Dito de forma mais futebolística, se eu torcer pelo time do "eu sozinho", minha chance é
mínima. Que chance temos ao torcer por nós mesmos? Se vincularmos nossa estabilidade
a vitórias pessoais, nossa chance é mínima. Mas nossa natureza não está presa a nossos
autointeresses. Nossa natureza é originalmente ampla. Quando manifestamos essa
natureza ampla, fazemos exatamente o que o Buda fez nas quatro décadas finais de sua
vida. Ele se dedicou incessantemente a produzir benefícios para os seres. Enquanto fazia
isso, o Buda nunca precisou de um palácio, nem mesmo uma cozinha. Nunca precisou de
proteção militar. Ele organizou a vida da Sanga de forma muito simples, e os seres ao
redor ficavam felizes em poder ajudar.
Chegamos no último capítulo. E aqui, o Lama retoma o ponto
fundamental como um conselho direto para os praticantes: a motivação. Ele
evidencia que a nossa perda de serenidade na prática sempre está ligada a
algum aspecto que estamos tomando como denso, sólido, real.
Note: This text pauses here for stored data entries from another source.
PR #584, opened 2019-09-10
Stepper

James300:
image

I messed something up and had to made another new PR. I swear this never happens...

Old PR: https://github.com/pricelinelabs/design-system/pull/583


packages/core/src/Step.js
```diff
@@ -0,0 +1,43 @@
...
+  cursor: ${props => (props.onClick ? 'pointer' : 'default')};
+`
+
+function Step({ className, active, completed, children, onClick }) {
+  const color = active || completed ? 'primary' : 'text.light'
+
+  return (
+    <StyledFlex className={className} alignItems="center" onClick={onClick}>
+      {completed && (
+        <Icon name="check" color="primary" size={16} mr={1} legacy={false} />
```
sdalonzo: could you import CheckIcon instead, please?

sdalonzo: this will force every icon into consuming bundles, even if they have removed all uses of the bare Icon

packages/core/src/Step.js
```diff
@@ -0,0 +1,43 @@
...
+  )
+}
+
+Step.displayName = 'Step'
+
+Step.propTypes = {
+  className: PropTypes.string,
+  active: PropTypes.bool,
+  completed: PropTypes.bool,
+  children: PropTypes.node,
```
sdalonzo: i feel like children should be required. thoughts?

packages/core/src/Stepper.js
```diff
@@ -0,0 +1,48 @@
+import React from 'react'
+import PropTypes from 'prop-types'
+import styled from 'styled-components'
+import Flex from './Flex'
+import Step from './Step'
+
+const StyledFlex = styled(Flex)`
+  & > :not(:last-child) {
+    margin-right: 32px;
```
sdalonzo: perhaps get the spacing from the inherited theme provider `props => props.theme.spacing[x]`

packages/core/src/Stepper.js
```diff
@@ -0,0 +1,48 @@
...
+`
+
+function Stepper({ className, currentIndex, items, children }) {
+  return (
+    <StyledFlex className={className}>
+      {children}
+      {items &&
+        items.map((item, index) => (
+          <Step
+            key={index}
```
sdalonzo: array index should never be used as a key
https://medium.com/@robinpokorny/index-as-a-key-is-an-anti-pattern-e0349aece318 as linked from https://reactjs.org/docs/lists-and-keys.html

packages/core/storybook/Step.js
```diff
@@ -0,0 +1,23 @@
...
+import Step from '../src/Step'
+
+const onClick = () => alert('Step Clicked')
+
+storiesOf('Step', module)
+  .add(
+    'Step component',
+    withInfo({
+      inline: true,
+      text: 'Use the <Step /> component to render a step.'
```
sdalonzo: Stepper.Step?

packages/core/storybook/Step.js
```diff
@@ -0,0 +1,23 @@
+import React from 'react'
+import { storiesOf } from '@storybook/react'
+import { withInfo } from '@storybook/addon-info'
+import Step from '../src/Step'
+
+const onClick = () => alert('Step Clicked')
```
sdalonzo: please use storybook actions for click handlers, instead of alerts

packages/core/storybook/Stepper.js
```diff
@@ -0,0 +1,40 @@
+import React from 'react'
+import { storiesOf } from '@storybook/react'
+import { withInfo } from '@storybook/addon-info'
+import { Stepper } from '../src'
+
+const onFirstClick = () => alert('First Step Clicked')
```
sdalonzo: same here, use action please

packages/core/src/Step.js
unscsprt: Probably not a bad idea, unless we see value in supporting an icon-only stepper, but we'd want have to make more changes in that case anyway. Seems like it should be required.

packages/core/src/Step.js
James300: Yes that's a problem. However, I tried using the specific icon but that cause an issue in the docs project where it couldn't find the `css` function from styled components which is used to handle the palette colors. Adam and I looked into this thoroughly but could not resolve the issue and said that this is a good enough approach for now and that I should add a tech debt issue once this PR is merged to look into the issue further.

packages/core/src/Step.js
James300: I think that's a fair requirement 👍

packages/core/src/Stepper.js
James300: I don't love using `index` but since the steps don't have an id and the name doesn't have to be unique (although they really should be) index all we really have and it seems fine to me in this scenario since the order of the items in a stepper will never change.

Quote from the react docs: "We don’t recommend using indexes for keys if the order of items may change."

However, all this being said if you can think of an alternative way then I will happily change it because while using index is okay in this scenario it might lead to others using it when it is not acceptable.

packages/core/storybook/Step.js
James300: That's fair, I should keep it consistent 👍

packages/core/src/Stepper.js
sdalonzo: if ever a step were to get introduce between existing steps, react would go haywire. perhaps requiring a step id is the sanest approach

packages/core/src/Step.js
sdalonzo: i suppose that would be ok if there is a commitment to fast follow on it. but i'm really hesitant to allow a single component to force all consumers of DS to bundle every icon for an issue you say is limited to the current docsite.

we should discuss in Friday's WG

packages/core/src/Stepper.js
James300: We could always remove this functionality and make it the responsibility of the consumer to map the children using `Stepper.Step`

packages/core/src/Step.js
sdalonzo: is the fast follow ticketed and will be worked in the short term? i'd rather omit this from the docsite than force bundling of all the icons if not

packages/core/src/Stepper.js
sdalonzo: that seems sensible

packages/core/src/Step.js
James300: Agreed, I think that's a better short-term solution, I'll make the change.

packages/core/src/Step.js
```diff
@@ -0,0 +1,43 @@
...
+  cursor: ${props => (props.onClick ? 'pointer' : 'default')};
+`
+
+function Step({ className, active, completed, children, onClick }) {
+  const color = active || completed ? 'primary' : 'text.light'
+
+  return (
+    <StyledFlex className={className} alignItems="center" onClick={onClick}>
+      {completed && (
+        <CheckIcon color="primary" size={16} mr={1} legacy={false} />
```
dgiraldo313: Considering this Icon is not purely decorative and it provides context to the state of the current state, we should add an `aria-label="Step Completed"` or make the label dynamic if needed, so that it can be passed as a prop. This is needed so that when Screen Reader users tab onto this item, they know that it has been completed.

sdalonzo: - [ ] add an aria-label="Step Completed" or make the label dynamic if needed

packages/core/src/Step.js
```diff
@@ -0,0 +1,65 @@
...
+
+function Step({ className, active, completed, children, onClick }) {
+  const color = active || completed ? 'primary' : 'text.light'
+
+  return (
+    <StyledFlex
+      className={className}
+      disabled={!onClick}
+      alignItems="center"
+      aria-selected={active}
```
dgiraldo313: Button does not support `aria-selected`, so we need to move this to the text inside of it.
```suggestion
```

packages/core/src/Step.js
```diff
@@ -0,0 +1,65 @@
...
+      onClick={onClick}
+    >
+      {completed && (
+        <CheckIcon
+          color="primary"
+          size={16}
+          mr={1}
+          legacy={false}
+          aria-label="Step Completed"
+        />
```
dgiraldo313: We need to overwrite the icon's default aria-hidden prop, so it can be picked up by the screen reader.
```suggestion
          aria-hidden="false"
        />
```

packages/core/src/Step.js
```diff
@@ -0,0 +1,65 @@
...
+      )}
+      <Text color={color} bold={active} fontSize={1}>
```
dgiraldo313: Moved from the button above.
```suggestion
      <Text color={color} bold={active} fontSize={1} aria-selected={active}>
```

packages/core/src/Stepper.js
```diff
@@ -0,0 +1,31 @@
+import React from 'react'
+import PropTypes from 'prop-types'
+import styled from 'styled-components'
+import { themeGet } from 'styled-system'
+import Flex from './Flex'
+import Step from './Step'
+
+const StyledFlex = styled(Flex)`
```
BeniCheni: I think the name could be `StepperFlex`, since we know the `styled` API is implied and the term "StepperFlex" can relate the building block `Flex` with the purpose `Stepper` together.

Por não
conseguirmos encontrar paz na meditação, achamos que é outro tipo de
meditação, outro tipo de ensinamento que irá nos trazer paz. Desconhecemos,
na verdade, que é o nosso dispositivo que está arranhado, é o nosso jogo que
está muito bem delimitado. E dentro disso, é natural que os obstáculos surjam
na nossa prática e terminemos responsabilizando a própria prática. Ainda não
fomos fundo o suficiente na compreensão de que a menor instrução do Darma
é suficiente para provocar o nosso reconhecimento.
A perda de serenidade não se mostra apenas no cotidiano. Mesmo
que sentemos para meditar, nossa mente irá girar.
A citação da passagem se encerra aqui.